第4回「おい・おい」選外佳作 幸せを忘れないで 白里りこ


幸せを忘れないで
白里りこ(神奈川県・29歳)
数年振りに祖母に会いに遠方の老人ホームを訪れた。話に聞いていた通り、祖母は私のことを忘れていた。歯が減った口から「誰やねん」という言葉が出た。思いのほか元気な声だったので、私はむしろ安心しながら、フルートケースを開いた。
認知症になってからの祖母は、よく童謡を歌っていた。お陰様で私は「みかんの花咲く丘」を覚えた。今回も喜んでもらうつもりで私は楽器を持参したのだった。そのことを言うと、「あとでホームの皆様にも聞かせてほしい」と介護士の方に頼まれていたのだが、その前に祖母の部屋で軽く音出しをした。
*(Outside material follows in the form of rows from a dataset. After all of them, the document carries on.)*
Issue #279, opened 2022-12-01
Acceptance test sweeper for Terratest tests


ocobles:
https://github.com/equinix/terraform-provider-equinix/pull/278 
> Test sweeper is [failing](https://github.com/equinix/terraform-provider-equinix/actions/runs/3588142143/jobs/6039220202#step:6:227) after introducing new Terratest acc test of `tests` folder. Terratest does not include [sweeper flags](https://github.com/hashicorp/terraform-plugin-sdk/blob/main/helper/resource/testing.go#L48-L50).
> 
> This change just remove checking of test under `tests` folder but doesn't introduce an alternative solution to prevent failed tests leave active resources, I will open a new issue to find a global solution to cover all acceptance tests

PR #301, opened 2023-02-28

ところが、私が「みかんの花咲く丘」を吹いても、祖母は特に反応しなかった。歌いもせず、手も叩かず、表情も動かさない。車椅子の上で俯いて口をもぐもぐさせるだけ。
少し気分が重くなる。たとえ私のことを忘れても、幸せな気持ちは思い出してほしいと思っていたのに、祖母はついにそれすらも分からなくなってしまったのか。
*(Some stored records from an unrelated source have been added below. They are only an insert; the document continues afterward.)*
PR #302, opened 2023-03-01
Move terratest tests to the acceptance test workflow

ctreatma:
The `terratest` tests are end-to-end tests; the `Go test` workflow is not set up for real API interactions, so including `terratest` tests in that workflow means it will always fail.

As a first pass, this attempts to get the `Go test` workflow passing by excluding `terratest` tests in that workflow.  The acceptance test workflow has also been updated to run the `terratest` tests, but they still fail (although they fail _differently_, which counts for something).


ctreatma:
The `terratest` tests now fail due to `401 Unauthorized` errors (previously they were failing to request a token b/c the `Go test` workflow doesn't include any of the env vars needed for API authentication).

Did our `EQUINIX_API_TOKEN` lose some access it used to have, or did these tests never work in CI?  If they never worked, what is the benefit of running them in CI?

displague:
> Did our EQUINIX_API_TOKEN lose some access it used to have, or did these tests never work in CI? If they never worked, what is the benefit of running them in CI at all?

GH isn't configured with EQUINIX_API_TOKEN (or CLIENT_ID / CLIENT_SECRET, which is what we would probably do here).

The pattern that is used in E2E tests could be made to match only the metal tests where AUTH_TOKEN (metal) is defined.  I thought this was in place (@ocobleseqx). The Fabric PR may have changed that.

Persistent EQUINIX_API_TOKEN values are only used in the sandbox API, which is not made for e2e tests (endpoints return a valid result but there is no state or way to simulate alternate responses). https://developer.equinix.com/environment/sandbox

EQUINIX_CLIENT_ID and EQUINIX_CLIENT_SECRET would need to run full E2E on Fabric and NE resources. We would also need an org and project for Terraform to create and destroy the related resources.

displague:
> The pattern that is used in E2E tests could be made to match only the metal tests where AUTH_TOKEN (metal) is defined. I thought this was in place (@ocobleseqx). The Fabric PR may have changed that.

It looks like the `TF acceptance tests` are filtered to Metal.

I see what you mean now. The `terratest` action will always fail. It could be moved to a workflow that is only triggered manually with CLIENT_ID and CLIENT_SECRET and other required params as inputs to GH. (or the action could be commented out).

ctreatma:
For now I think we should exclude the `terratest` tests from actions entirely, as we do for non-Metal acceptance tests, and add a separate issue to get all of those tests added to & working in CI.

.github/workflows/test.yml
```diff
@@ -17,4 +17,4 @@ jobs:
     - name: Build
       run: go build -v .
     - name: TF tests
-      run: go test -v -cover -parallel 4 ./...
+      run: go test -v -cover -parallel 4 $(go list ./... |grep -v 'tests')
```
displague, line 20: We could rename the tests to `TestExampleFoo` or `TestTerragruntFoo` and then use `go test- skip {Pattern}`, but this seems well enough for now.

displague (approved):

すべて忘れたうえに、常に落ち込んだまま生きるのがどれほどつらいことか、私には想像がつかない。しかし、もう私にはどうしようもない。
ともあれ、私は約束通り、二十名ばかりの老人方の前で小さな演奏会を開いた。急な頼みだったのでろくに練習もしていなかったが、私の音楽が誰かの役に立つならと、懸命に音を鳴らした。
「ふるさと」「浜辺の歌」「早春賦」「みかんの花咲く丘」。皆様は声を出して歌ってくれたし、感激して涙を流してくださる方もいたが、一番前の特等席で聞いていた祖母にはやはり目立った反応は見られなかった。
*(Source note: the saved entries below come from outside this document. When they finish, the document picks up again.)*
PR #306, opened 2023-03-15
Fixing typo in BGP config

c0dyhi11:
The BGP `deployment_type` states it accepts `private` or `public` but the module actually requires `local` or `global`


displague (approved):
This matches what is validated here: https://github.com/equinix/terraform-provider-equinix/blob/master/equinix/resource_metal_project.go#L83-L88 
and what is documented here: https://deploy.equinix.com/developers/docs/metal/bgp/local-bgp/#enabling-bgp-on-the-project

PR #319, opened 2023-05-11
Point users at the GitHub releases page for release details

ctreatma:
This removes the manual step of updating the changelog in order to cut a new release


cprivitere:
I'm cool with it.

displague:
lgtm

An open question for me (not merge blocking) is wether any Hashicorp tools or the registry _care_ about the CHANGELOG.md file or its format.  It was important for consistency in the days when Hashicorp managed the release of providers.

We've been adopting semantic releases in other projects and if we were to adapt that here we could also require that changes follow the CHANGELOG.md format.

I don't know of any reasons why we can't break away from the format and revisit it later. In fact, I've used the informal "generate release notes" feature in this provider for alpha releases. Nothing broke.

I'm curious what @dcallao and @0xch4z (https://github.com/linode/terraform-provider-linode/pull/235) think.

0xch4z:
> An open question for me (not merge blocking) is whether any Hashicorp tools or the registry care about the CHANGELOG.md file or its format. It was important for consistency in the days when Hashicorp managed the release of providers.

The registry doesn't care and doesn't seem to link to a changelog for providers. I'm not aware of any hashi tools that care about this either.

When we switched to generating changelogs for the Linode provider, "generate release notes" wasn't a thing so we went with [release-drafter](https://github.com/release-drafter/release-drafter) which lets you generate changelog entries based on PR labels (looks like [this](https://github.com/linode/terraform-provider-linode/releases/tag/v1.25.0)). Can't go wrong with either.

dcallao:
@displague, Thanks for the feedback. As @0xch4z pointed out, HashiCorp TF registry will not observe or link to a TF provider changelog. That is indeed the case. The registry will look at the github release tags and use the latest tag to assigned it as the `version` of the provider. Generating release notes in CHANGELOG.md or a release page is completely up to the provider maintainers. :-)

displague (approved):

scripts/changelog-links.sh
```diff
@@ -1,31 +0,0 @@
-#!/bin/bash
```
displague, line 1: Removing this seems fine to me. I don't believe we ever used it. 

GitHub automatically does what this intended too: https://docs.github.com/en/get-started/writing-on-github/working-with-advanced-formatting/autolinked-references-and-urls

displague:
Verified there are no other references to CHANGELOG.md in the repo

私は若干の無力感に苛まれつつ、そそくさと片付けを済ませ、祖母に別れの挨拶をするために改めて向き直った。
そのとき、祖母の口角が僅かに上がっているのに気づいた。顔じゅうの皺がやや深くなり、小さくつぶらな目が黒々と光っていた。
介護士の方がにわかに大喜びをし始めた。こんなにうれしそうな様子を見せるのは久々だと言いながら、貴重な瞬間を写真に収め出した。
もしかして私は役に立てたのだろうか。祖母は私の演奏で幸せになってくれたのだろうか。
認知症の人が本当は何を感じているのか、我々が真実を知ることは難しい。しかし、ぼうっとしているだけのようでも、心の中はきっと豊かだ。今の祖母のように。
私は車椅子の前にしゃがんで祖母の手を取った。
「また来るから。元気でね」
祖母は相変わらず口をもぐもぐさせていたが、その顔はちゃんと笑っているのが、私にもよく伝わってきた。